**Directions:**
The lines to copy are those in the records below that hold the word "default".

**Data to examine:**
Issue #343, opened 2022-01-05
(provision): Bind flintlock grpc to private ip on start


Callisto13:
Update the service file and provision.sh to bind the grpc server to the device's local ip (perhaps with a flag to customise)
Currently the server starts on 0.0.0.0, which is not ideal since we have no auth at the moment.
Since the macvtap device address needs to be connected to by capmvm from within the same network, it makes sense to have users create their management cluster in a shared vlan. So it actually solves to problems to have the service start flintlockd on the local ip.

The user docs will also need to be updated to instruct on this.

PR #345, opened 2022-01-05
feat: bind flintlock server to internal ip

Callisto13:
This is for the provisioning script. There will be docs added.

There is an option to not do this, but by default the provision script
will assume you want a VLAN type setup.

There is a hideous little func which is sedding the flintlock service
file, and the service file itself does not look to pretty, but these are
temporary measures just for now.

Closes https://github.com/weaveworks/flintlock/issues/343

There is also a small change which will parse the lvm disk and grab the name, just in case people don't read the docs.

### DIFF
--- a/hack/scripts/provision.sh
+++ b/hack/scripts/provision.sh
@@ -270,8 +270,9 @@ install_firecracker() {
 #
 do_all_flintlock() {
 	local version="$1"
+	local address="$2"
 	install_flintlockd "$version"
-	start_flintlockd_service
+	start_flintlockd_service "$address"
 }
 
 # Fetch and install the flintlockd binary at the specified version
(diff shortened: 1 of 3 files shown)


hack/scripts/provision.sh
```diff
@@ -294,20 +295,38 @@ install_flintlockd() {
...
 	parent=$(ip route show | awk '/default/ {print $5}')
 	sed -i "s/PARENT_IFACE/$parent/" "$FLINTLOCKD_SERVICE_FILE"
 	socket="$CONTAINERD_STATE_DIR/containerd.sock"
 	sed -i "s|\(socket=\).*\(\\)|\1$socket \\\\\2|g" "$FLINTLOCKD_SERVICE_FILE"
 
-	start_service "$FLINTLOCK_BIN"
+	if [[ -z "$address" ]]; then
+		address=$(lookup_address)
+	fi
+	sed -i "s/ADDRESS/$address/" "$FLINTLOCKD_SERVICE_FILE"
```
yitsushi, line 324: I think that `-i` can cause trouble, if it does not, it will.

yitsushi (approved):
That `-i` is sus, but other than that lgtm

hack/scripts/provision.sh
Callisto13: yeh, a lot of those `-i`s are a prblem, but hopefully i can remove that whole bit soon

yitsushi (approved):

**Solution to this problem:**
There is an option to not do this, but by default the provision script
 	parent=$(ip route show | awk '/default/ {print $5}')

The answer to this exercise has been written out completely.